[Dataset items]
┄┄┄┄┄┄┄┄┄┄┄┄┄┄┄┄┄┄┄┄

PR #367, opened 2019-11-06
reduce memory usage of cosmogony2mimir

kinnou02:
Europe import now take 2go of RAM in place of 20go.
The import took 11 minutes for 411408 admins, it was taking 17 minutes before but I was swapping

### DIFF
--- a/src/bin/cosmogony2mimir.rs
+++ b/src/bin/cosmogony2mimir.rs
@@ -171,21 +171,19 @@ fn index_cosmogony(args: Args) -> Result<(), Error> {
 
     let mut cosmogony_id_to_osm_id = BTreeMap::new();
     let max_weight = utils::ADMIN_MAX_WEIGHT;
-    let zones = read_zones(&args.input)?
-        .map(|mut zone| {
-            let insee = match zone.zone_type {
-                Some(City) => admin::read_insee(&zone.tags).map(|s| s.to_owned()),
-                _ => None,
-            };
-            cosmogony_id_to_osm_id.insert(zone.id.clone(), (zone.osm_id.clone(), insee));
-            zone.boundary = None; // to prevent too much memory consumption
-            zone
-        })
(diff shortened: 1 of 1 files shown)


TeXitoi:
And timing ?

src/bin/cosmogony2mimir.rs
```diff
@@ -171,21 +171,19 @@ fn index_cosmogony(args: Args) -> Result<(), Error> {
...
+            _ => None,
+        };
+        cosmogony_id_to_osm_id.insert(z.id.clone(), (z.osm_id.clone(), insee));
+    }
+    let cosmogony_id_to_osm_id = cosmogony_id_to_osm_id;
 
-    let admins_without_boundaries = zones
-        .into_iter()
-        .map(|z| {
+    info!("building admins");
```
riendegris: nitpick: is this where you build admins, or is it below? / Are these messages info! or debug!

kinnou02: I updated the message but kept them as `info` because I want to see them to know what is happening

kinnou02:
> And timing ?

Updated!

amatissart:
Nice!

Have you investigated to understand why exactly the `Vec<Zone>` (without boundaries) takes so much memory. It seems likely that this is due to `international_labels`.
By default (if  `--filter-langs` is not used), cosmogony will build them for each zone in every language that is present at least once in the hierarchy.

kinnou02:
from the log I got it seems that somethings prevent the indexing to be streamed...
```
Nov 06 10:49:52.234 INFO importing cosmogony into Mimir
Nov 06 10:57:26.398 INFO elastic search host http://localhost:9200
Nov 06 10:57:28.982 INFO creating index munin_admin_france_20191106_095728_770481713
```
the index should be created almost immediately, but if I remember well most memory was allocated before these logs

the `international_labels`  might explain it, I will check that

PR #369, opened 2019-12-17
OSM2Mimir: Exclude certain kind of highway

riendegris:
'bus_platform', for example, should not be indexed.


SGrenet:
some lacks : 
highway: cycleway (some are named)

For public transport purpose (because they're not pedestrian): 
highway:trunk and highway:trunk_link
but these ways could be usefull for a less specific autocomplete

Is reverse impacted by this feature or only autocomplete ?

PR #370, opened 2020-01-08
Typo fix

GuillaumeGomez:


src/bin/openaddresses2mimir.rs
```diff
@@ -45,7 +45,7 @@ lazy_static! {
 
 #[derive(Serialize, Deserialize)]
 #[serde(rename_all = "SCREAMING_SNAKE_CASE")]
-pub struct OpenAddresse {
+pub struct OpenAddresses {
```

┄┄┄┄┄┄┄┄┄┄┄┄┄┄┄┄┄┄┄┄

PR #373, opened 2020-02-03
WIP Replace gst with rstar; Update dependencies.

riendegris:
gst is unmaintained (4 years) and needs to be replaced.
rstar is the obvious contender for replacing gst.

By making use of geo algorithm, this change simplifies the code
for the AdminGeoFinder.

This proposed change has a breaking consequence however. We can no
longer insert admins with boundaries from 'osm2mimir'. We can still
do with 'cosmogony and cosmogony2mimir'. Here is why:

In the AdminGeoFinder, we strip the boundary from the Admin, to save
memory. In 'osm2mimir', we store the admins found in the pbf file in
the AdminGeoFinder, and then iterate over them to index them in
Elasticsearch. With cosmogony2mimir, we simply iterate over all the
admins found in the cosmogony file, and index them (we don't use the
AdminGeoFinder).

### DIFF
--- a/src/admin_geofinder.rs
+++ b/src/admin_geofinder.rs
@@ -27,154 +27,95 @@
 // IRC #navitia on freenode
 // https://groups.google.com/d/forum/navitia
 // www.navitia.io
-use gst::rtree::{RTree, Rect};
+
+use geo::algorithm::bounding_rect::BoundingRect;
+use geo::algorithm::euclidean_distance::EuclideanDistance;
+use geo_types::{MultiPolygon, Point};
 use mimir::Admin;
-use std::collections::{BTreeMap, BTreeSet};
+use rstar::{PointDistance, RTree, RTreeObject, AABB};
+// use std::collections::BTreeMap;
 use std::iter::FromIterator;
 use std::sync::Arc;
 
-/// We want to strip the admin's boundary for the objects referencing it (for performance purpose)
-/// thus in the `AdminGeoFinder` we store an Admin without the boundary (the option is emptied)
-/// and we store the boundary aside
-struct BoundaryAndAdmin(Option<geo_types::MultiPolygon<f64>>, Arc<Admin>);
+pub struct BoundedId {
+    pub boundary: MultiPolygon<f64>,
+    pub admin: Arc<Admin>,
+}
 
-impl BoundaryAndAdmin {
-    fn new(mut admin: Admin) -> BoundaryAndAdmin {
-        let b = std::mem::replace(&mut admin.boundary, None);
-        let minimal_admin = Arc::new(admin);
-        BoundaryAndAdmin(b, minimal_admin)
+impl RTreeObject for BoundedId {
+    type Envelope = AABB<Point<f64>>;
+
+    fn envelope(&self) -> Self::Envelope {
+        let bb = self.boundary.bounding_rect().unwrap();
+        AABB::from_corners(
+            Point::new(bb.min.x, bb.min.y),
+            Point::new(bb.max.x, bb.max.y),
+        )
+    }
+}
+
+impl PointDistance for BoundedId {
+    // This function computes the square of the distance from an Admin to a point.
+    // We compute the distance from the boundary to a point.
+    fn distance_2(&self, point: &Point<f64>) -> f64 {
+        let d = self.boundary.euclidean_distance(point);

┄┄┄┄┄┄┄┄┄┄┄┄┄┄┄┄┄┄┄┄

*Problem details:*
Check each line of the records for the word "should", and show the lines that contain it.

*Exercise answer:*
the index should be created almost immediately, but if I remember well most memory was allocated before these logs
'bus_platform', for example, should not be indexed.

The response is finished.